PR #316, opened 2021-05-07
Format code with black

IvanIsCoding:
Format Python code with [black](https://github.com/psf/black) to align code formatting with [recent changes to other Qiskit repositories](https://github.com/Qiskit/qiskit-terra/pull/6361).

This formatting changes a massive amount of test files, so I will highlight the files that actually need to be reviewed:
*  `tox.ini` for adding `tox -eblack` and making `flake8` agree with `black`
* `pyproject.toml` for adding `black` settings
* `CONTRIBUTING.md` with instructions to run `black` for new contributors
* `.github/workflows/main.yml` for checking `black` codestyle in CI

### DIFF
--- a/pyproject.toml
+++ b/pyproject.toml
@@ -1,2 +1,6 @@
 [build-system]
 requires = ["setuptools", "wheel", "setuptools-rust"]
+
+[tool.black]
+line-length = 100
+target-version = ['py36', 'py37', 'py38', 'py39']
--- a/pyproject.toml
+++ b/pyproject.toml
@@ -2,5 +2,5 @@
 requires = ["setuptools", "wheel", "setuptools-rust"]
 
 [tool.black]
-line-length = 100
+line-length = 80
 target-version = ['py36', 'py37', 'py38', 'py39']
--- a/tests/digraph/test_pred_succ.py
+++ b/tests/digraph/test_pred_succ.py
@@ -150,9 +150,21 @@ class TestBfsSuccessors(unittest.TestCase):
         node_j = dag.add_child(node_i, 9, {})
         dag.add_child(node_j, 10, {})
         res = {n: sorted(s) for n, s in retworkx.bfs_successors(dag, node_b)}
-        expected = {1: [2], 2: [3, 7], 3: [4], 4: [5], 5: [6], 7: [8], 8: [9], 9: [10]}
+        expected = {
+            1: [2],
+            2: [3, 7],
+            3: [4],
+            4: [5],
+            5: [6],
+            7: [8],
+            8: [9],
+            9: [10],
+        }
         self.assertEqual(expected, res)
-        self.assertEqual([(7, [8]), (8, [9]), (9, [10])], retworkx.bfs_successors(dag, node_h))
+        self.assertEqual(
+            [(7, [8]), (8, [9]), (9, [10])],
--
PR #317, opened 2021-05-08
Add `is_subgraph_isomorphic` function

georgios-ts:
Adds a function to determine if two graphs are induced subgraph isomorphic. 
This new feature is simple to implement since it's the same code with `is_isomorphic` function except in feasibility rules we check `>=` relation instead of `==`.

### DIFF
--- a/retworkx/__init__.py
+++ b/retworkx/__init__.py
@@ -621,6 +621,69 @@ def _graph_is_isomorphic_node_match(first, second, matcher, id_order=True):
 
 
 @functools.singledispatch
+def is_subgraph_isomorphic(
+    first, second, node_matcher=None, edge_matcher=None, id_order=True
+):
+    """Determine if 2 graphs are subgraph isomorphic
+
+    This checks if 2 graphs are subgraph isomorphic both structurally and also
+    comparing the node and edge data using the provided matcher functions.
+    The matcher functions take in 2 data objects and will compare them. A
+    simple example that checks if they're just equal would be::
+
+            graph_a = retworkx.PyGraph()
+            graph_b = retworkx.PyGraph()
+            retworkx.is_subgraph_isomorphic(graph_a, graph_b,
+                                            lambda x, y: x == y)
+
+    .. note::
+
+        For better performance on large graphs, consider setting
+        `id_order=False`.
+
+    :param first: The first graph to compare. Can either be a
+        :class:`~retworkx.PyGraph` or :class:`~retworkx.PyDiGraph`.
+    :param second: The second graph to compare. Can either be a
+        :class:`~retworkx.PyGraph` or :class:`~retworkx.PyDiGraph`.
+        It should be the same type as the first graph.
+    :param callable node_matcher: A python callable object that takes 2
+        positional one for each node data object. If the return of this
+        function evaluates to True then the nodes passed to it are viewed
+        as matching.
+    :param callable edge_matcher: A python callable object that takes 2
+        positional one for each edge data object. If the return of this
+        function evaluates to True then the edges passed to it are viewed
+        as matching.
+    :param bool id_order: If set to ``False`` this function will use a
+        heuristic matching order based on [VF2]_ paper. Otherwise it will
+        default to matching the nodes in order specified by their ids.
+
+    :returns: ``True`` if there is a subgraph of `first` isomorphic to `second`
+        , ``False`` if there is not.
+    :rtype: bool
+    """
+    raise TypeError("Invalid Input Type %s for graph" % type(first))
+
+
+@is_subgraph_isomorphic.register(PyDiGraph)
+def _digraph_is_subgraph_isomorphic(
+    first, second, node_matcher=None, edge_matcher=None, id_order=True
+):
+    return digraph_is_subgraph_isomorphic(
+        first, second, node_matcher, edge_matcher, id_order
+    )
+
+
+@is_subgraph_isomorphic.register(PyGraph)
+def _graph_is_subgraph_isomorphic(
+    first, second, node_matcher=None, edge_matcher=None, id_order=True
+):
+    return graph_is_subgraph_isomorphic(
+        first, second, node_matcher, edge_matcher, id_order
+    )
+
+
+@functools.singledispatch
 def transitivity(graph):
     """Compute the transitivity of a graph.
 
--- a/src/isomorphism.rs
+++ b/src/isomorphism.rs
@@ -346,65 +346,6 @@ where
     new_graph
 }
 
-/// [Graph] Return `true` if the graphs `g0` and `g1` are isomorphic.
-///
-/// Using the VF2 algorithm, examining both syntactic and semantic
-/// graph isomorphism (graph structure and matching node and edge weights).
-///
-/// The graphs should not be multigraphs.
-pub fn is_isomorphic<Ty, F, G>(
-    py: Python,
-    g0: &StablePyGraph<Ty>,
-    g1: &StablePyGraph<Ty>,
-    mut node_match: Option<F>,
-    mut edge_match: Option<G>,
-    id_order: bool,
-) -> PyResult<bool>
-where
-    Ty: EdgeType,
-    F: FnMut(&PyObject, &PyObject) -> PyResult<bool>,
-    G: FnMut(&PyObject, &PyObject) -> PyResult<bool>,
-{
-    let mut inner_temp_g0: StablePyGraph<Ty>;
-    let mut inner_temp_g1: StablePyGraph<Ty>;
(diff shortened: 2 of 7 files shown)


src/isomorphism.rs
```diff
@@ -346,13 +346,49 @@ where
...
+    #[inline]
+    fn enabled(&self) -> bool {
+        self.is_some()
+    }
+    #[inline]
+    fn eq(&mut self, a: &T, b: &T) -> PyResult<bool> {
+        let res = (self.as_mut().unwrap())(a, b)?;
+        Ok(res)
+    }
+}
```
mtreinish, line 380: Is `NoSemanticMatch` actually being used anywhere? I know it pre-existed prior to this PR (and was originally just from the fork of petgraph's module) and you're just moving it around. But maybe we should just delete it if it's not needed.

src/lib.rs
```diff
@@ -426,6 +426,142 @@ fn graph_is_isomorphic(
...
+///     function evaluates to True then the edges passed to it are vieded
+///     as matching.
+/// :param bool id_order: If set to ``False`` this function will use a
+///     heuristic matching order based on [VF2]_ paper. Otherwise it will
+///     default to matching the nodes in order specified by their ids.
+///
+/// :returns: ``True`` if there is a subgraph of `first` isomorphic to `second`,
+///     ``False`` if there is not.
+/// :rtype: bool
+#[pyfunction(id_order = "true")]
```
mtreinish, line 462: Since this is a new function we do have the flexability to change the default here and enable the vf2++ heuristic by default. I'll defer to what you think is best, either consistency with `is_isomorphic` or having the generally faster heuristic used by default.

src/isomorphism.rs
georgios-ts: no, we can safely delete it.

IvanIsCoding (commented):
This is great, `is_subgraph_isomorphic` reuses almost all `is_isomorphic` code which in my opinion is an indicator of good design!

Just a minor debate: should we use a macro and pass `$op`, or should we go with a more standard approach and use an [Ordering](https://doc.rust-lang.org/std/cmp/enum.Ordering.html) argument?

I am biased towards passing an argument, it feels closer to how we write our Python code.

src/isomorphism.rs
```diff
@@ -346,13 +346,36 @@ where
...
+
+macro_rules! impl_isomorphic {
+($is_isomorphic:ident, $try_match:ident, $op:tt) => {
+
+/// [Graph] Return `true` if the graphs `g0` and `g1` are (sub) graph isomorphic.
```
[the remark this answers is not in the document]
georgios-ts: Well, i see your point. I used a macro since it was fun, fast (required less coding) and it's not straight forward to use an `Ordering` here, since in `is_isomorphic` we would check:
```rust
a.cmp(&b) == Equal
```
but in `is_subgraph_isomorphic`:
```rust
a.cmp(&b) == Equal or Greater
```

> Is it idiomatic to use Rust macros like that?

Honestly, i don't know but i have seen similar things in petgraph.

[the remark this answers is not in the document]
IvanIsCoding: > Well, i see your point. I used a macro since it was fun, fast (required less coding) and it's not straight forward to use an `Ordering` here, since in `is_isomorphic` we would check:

PROBLEM TO WORK ON. In the material above, find every line that has the string "petgraph" and pull those lines out.

TASK SOLUTION.
mtreinish, line 380: Is `NoSemanticMatch` actually being used anywhere? I know it pre-existed prior to this PR (and was originally just from the fork of petgraph's module) and you're just moving it around. But maybe we should just delete it if it's not needed.
Honestly, i don't know but i have seen similar things in petgraph.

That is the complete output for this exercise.